Dataset entries
....

PR #15387, opened 2024-07-01
Allow to reset custom tone colors to other default colors

### LINKED ISSUE #15055: [Feature Request] - Ability to pre-populate the predefined color sets to the list of Tones

### Description of the Issue

In **Preferences > Dark Mode**, when defining the Customized Tones instead of using one of the predefined Dark Mode color sets, the **Reset** will take it back to the default Dark Mode tones.  It would be really helpful if you could start from one of the predefined color sets, instead of just starting from the default.

For example, if I mostly like "Olive", but want to change the "Error" color, right now I would have to Customize, trying to figure out what the "Olive" colors are first (or dig into [source code](https://github.com/notepad-plus-plus/notepad-plus-plus/blob/c823ca815056410a255ba7e62e870298c4be0968/PowerEditor/src/NppDarkMode.cpp#L179-L305)) and set those to match what "Olive" uses, and _then_ customize the one color I actually wanted to change from "Olive"'s color scheme.  Being able to populate from "olive" to "custom" would allow easier tweaking of the Tones.

I can think of two ways to implement it:

1. If you start from (for example) "Olive", when you enable "Customized", it could pre-populate the tones from the "Olive", instead of starting from the tones that match "Black"
2. Normal-Click **Reset** would reset to "Black"-based tones; Right-Click **Reset** would allow picking which of the preset color-sets to start from (so Right-Click **Reset** then "Olive" would show all the Tones that match the "Olive" choice"

the second is probably better, because that will avoid losing your previous customized set every time you pick one of the predefined colors (so it would allow easily switching back and forth between Named and Custom without resetting the Custom colors)

(If #13255 is implemented -- which it should be -- then the Right-Click-**Reset** list should include Light as one of the drop-down color sets to choose from)

### Debug Information

```shell
Notepad++ v8.6.5   (64-bit)
Path : C:\usr\local\apps\npp\npp.8.6.5.portable.x64\notepad++.exe
Command Line : 
Admin mode : OFF
Local Conf mode : ON
Cloud Config : OFF
Periodic Backup : ON
OS Name : Windows 11 Home (64-bit
OS Version : 23H2
OS Build : 22631.3447
Current ANSI codepage : 1252
Plugins : 
    mimeTools (3.1)
    NppConverter (4.6)
    NppExport (0.4)
```

### Anything else?

_No response_

ozone10:
fix #15055


ozone10:
image

ozone10:
msys failure is from master

ArkadiuszMichalski:
@ozone10 The `Reset` label can also be translated?

ozone10:
@ArkadiuszMichalski 
PR is reusing existing translations.
image

rddim:
Is it possible to add a check mark for the selected tone? The default should be on `Black`

npp_check_mark

ozone10:
@rddim 
For current implementation it does not makes sense. Reset button will always reset to black. Dropdown menu will reset to specific color. It could be possible to make it behave similarly to find dialog swap button, but how many times user needs to reset color.

PR #15388, opened 2024-07-01
Fix comiling error in msys2

donho:


PowerEditor/src/MISC/sha1/sha1.h
```diff
@@ -154,22 +153,20 @@
...
-#define _T(__x) (__x)
-#define _tmain main
-#define _tprintf printf
-#define _getts gets
-#define _tcslen strlen
-#define _tfopen fopen
-#define _tcscpy strcpy
-#define _tcscat strcat
-#define _sntprintf snprintf
+#define TCHAR wchar_t
```
ozone10, line 156: while these mappings fix compilation for msys2 gcc builds, won't it be better to remove this code block and use those string functions directly (`_snwprintf`, `wcscpy`, ...)


https://github.com/notepad-plus-plus/notepad-plus-plus/blob/c2da907f349ec5decf6fb3e641b0bcb72a82fb78/PowerEditor/src/MISC/sha1/sha1.cpp#L148

to
`FILE* fpIn = _wfopen(tszFileName, L"rb");`

https://github.com/notepad-plus-plus/notepad-plus-plus/blob/c2da907f349ec5decf6fb3e641b0bcb72a82fb78/PowerEditor/src/MISC/sha1/sha1.cpp#L206-L238

to
```c++
bool CSHA1::ReportHash(wchar_t* tszReport, REPORT_TYPE rtReportType) const
{
	if(tszReport == NULL) return false;

	wchar_t tszTemp[16]{};

	if((rtReportType == REPORT_HEX) || (rtReportType == REPORT_HEX_SHORT))
	{
		_snwprintf(tszTemp, 15, L"%02X", m_digest[0]);
		wcscpy(tszReport, tszTemp);

		const wchar_t* lpFmt = ((rtReportType == REPORT_HEX) ? L" %02X" : L"%02X");
		for(size_t i = 1; i < 20; ++i)
		{
			_snwprintf(tszTemp, 15, lpFmt, m_digest[i]);
			wcscat(tszReport, tszTemp);
		}
	}
	else if(rtReportType == REPORT_DIGIT)
	{
		_snwprintf(tszTemp, 15, L"%u", m_digest[0]);
		wcscpy(tszReport, tszTemp);

		for(size_t i = 1; i < 20; ++i)
		{
			_snwprintf(tszTemp, 15, L" %u", m_digest[i]);
			wcscat(tszReport, tszTemp);
		}
	}
	else return false;

	return true;
}
```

....

Assigned task:
Scan the entries above and return each line that holds "tszTemp".

Expected output:
	wchar_t tszTemp[16]{};
		_snwprintf(tszTemp, 15, L"%02X", m_digest[0]);
		wcscpy(tszReport, tszTemp);
			_snwprintf(tszTemp, 15, lpFmt, m_digest[i]);
			wcscat(tszReport, tszTemp);
		_snwprintf(tszTemp, 15, L"%u", m_digest[0]);
		wcscpy(tszReport, tszTemp);
			_snwprintf(tszTemp, 15, L" %u", m_digest[i]);
			wcscat(tszReport, tszTemp);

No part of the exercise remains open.